Each September, my ninth-graders insist they do not like poetry. And each June, they leave my class as fledgling poets.
They come to not only enjoy reading poetry but also creating it because they see themselves in the poems they read, like those by contemporary Black American poet Terrance Hayes.
Ode to Big Trend
BY TERRANCE HAYES
Pretty soon the Negroes were looking to get paid.
My partner, Big Trend, wiped his ox neck and said
He wasn't going to wait too much longer. You
Know that look your daddy gets before he whups you?
That's how Big Trend looked. There was a pink scar
Meddling his forehead. Most people assumed a bear
Like him couldn't read anything but a dollar,
But I'd watched him tour the used bookstore
In town and seen him napping so I knew he held more
Than power in those hands. They could tear
A Bible in two. Sometimes on the walk home I'd hear
Him reciting poems. But come Friday, he was the one
The fellas asked to speak to the boss. He'd go alone,Usually, and left behind, we imagined the boss buckled
Into Trend's shadow because our money always followed.
As a mom, Black woman and educator that has taught thousands of students over the course of my 20-year career, I feel deeply that reaching students via who they are is paramount to teaching and learning.
We live in increasingly polarizing times, times in which my students’ very identities are politicized. Across the country, teachers are under tremendous pressure to avoid discussing racial, gender or sexual identity with students.
In some states, teachers face losing their jobs, while in others teachers are proactively censoring themselves due to confusion about what they can and cannot teach.
Perhaps the most explicit example of this is in Florida, where Gov. Ron DeSantis has barred high schools from teaching the College Board’s new AP African American Studies course, indicating to African American children state-wide that their history does not matter.
Teachers want to teach, and students want to learn, about these topics, and they want to leverage culturally relevant curriculum materials to do so.

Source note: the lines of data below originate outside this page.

PR #1314, opened 2022-08-02
remove PluginLanguage

pkwarren:
Use the existing RuntimeConfig oneof instead of having a separate
PluginLanguage defined for curated plugins.


smallsamantha (approved):

mfridman (approved):
A few suggestions for us to think through.

The runtime_config is evolving to be a knob to tune the BSR registry, maybe we should rename this to registry_config. It'd be nice (outside the scope of this PR) to have this be a well-defined enum we propagate all the way down to the BSR.

Furthermore, the language appears to be an orthogonal concern? I think this could be an optional field where we let the plugin author define a repeated string of allowed languages, and then in other places we can filter by language(s)

amckinney:
> The runtime_config is evolving to be a knob to tune the BSR registry, maybe we should rename this to registry_config. It'd be nice (outside the scope of this PR) to have this be a well-defined enum we propagate all the way down to the BSR.

I like it - `registry_config` is the more accurate name for this.

> Furthermore, the language appears to be an orthogonal concern? I think this could be an optional field where we let the plugin author define a repeated string of allowed languages, and then in other places we can filter by language(s)

In this framing, it _is_ kind of orthogonal. The one thing I'd question is the idea that a plugin should be able to generate code for multiple languages. This is certainly possible, but I don't think it's the common pattern we want to evangelize. With default options tied to the plugin itself, a plugin really ought to produce a single type of code. For plugins that do more (e.g. `protoc-gen-validate`), they really ought to be published as multiple plugins so that people can use a single plugin name for their language of choice (e.g. `protoc-gen-validate-{go,java,python}`).

pkwarren:
> The runtime_config is evolving to be a knob to tune the BSR registry, maybe we should rename this to registry_config. It'd be nice (outside the scope of this PR) to have this be a well-defined enum we propagate all the way down to the BSR.

I like that - I'll close this out and open a new PR to rename `runtime_config` -> `registry_config` and `PluginLanguage` -> `PluginRegistryType`.

> Furthermore, the language appears to be an orthogonal concern? I think this could be an optional field where we let the plugin author define a repeated string of allowed languages, and then in other places we can filter by language(s)

Yep - I'll get this added to the .proto definition and buf.plugin.yaml format.

pkwarren:
> This is certainly possible, but I don't think it's the common pattern we want to evangelize.

It will be true that most plugins generate one type of output, however connect-web is an example of a plugin that will generate both javascript and typescript.

amckinney:
> It will be true that most plugins generate one type of output, however connect-web is an example of a plugin that will generate both javascript and typescript.

Fair point, but that has the same semantics as `protoc-gen-validate`. With the default options point I made above, we might need to consider publishing the plugin as `protoc-gen-connect-web-{js,ts,dts}` (the three target values mentioned [here](https://www.npmjs.com/package/@bufbuild/protoc-gen-connect-web)).

Otherwise a user couldn't just depend on the plugin - they'd need to override the default options (which is easy via the `buf.gen.yaml`), but then the revision of the plugin would need to be different if we wanted different behavior on the registries.

amckinney:
I take it back, it looks like the default behavior is to generate both `ts` and `js` (I noticed that in the same doc I linked above).

amckinney:
Multiple languages probably makes sense then - I just hope that users don't abuse it where it shouldn't be allowed (according to Hyrum's law they will).

mfridman:
> Fair point, but that has the same semantics as `protoc-gen-validate`. With the default options point I made above, we might need to consider publishing the plugin as `protoc-gen-connect-web-{js,ts,dts}` (the three target values mentioned [here](https://www.npmjs.com/package/@bufbuild/protoc-gen-connect-web)).
>

To understand this a bit better. Did you mean distinct protoc-gen-* plugins or distinct plugins available on the BSR?

I.e., we could still have a single `protoc-gen-connect-web` plugin that accepts options to modify the generated output. But, when we **package and publish** this plugin to the BSR, we'd publish it as:

```
library/connect-web (default: target=js+dts)
library/connect-web-js
library/connect-web-ts
library/connect-web-dts
```

amckinney:
That's exactly right - a single plugin binary, but distinct plugins available on the BSR (just like you've described).

timostamm:
Please excuse the late entry to the discussion, I missed this one originally.

`protoc-gen-connect-web` is and odd case. It can indeed generate two different languages, but should we really publish several BSR plugins from it?

In the context of remote generation with the BSR npm registry, the default output of `protoc-gen-connect-web` (`.js` + `.d.ts`) is the only sensible choice. 

To elaborate: An NPM package with `.ts` files would be mostly useless. The package would not be usable for users without TypeScript, and if they do use TypeScript, it would be prohibitively slow to transpile all dependencies of a project. Therefore, NPM packages are typically transpiled to JavaScript _before_ publishing them. To still allow type checking, the package also includes Type Declaration files (`.d.ts`) which contain only type information for a piece of JavaScript code. The declaration files are useful to the TypeScript compiler and IDEs, but they do not impede running the JavaScript code in any way.

The default target is `js+dts` specifically for remote generation and plugin dependencies, but also because it is the most compatible output possible. 

Users who want to use remote plugin execution or local code generation can set `target=ts` to get slightly more readable code, at the cost of more transpilation work on their end.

In a survey conducted by Educators for Excellence, 97% of teachers reported that students should learn about the history and experiences of Black Americans in school, and 93% said they should learn about racial inequality in America’s past. And yet—perhaps partially as a result of laws stymying their use—only 31% of teachers nationwide believe that their curricular materials are culturally relevant.
Similarly, in Transcend’s recent survey of 20,000 students from across the nation, only 56% of students reported learning about racism in school.
The impact of this goes beyond academics. Perhaps most devastatingly, Transcend’s survey found that only 57% of students say that at school they feel proud of who they are, and 54% say that at school they can be themselves. When students’ education is not culturally relevant, they question the essence of who they are.
I’m fortunate to live in Massachusetts, a state where the cultural erasure of African American History isn’t allowed. As a result, I am free to implement culturally relevant education in my classroom.
However, simply allowing teachers to provide students with the rich culture and literature of Americans of color is not enough. Districts must also provide teachers access to culturally relevant materials, encourage—or require—their use and provide training for implementing them appropriately and effectively.
While DeSantis and others would like the public to believe that culturally relevant education indoctrinates students into believing that America is a fundamentally racist country, it is both not that at all and also so much more.
It means seeking to understand your students’ backgrounds and interests; incorporating primary sources that allow individuals to tell their own stories through their lived experiences; encouraging students to think about how their own experiences and cultural backgrounds may shape their understanding of the world; and creating a more inclusive and equitable learning environment for all students.
Given these nuances, implementing an authentically culturally relevant education is challenging, even for the most seasoned educators. Districts must do more to support them, through both materials and training.
My state isn’t immune to systemic racism—nor is any state in this country. The evidence of this racism is clear in the gaps in student performance on state and nationwide assessments—gaps that were exacerbated by, but existed long before, the pandemic.
The impact of the pandemic makes teaching students through who they are more critical today than ever before. When students see their learning as relevant and customized, they’re significantly more likely to say they learn a lot at school. The literacy curriculum presented to students must reflect their cultural and ethnic background, which means the classroom must be a safe space for culturally relevant education.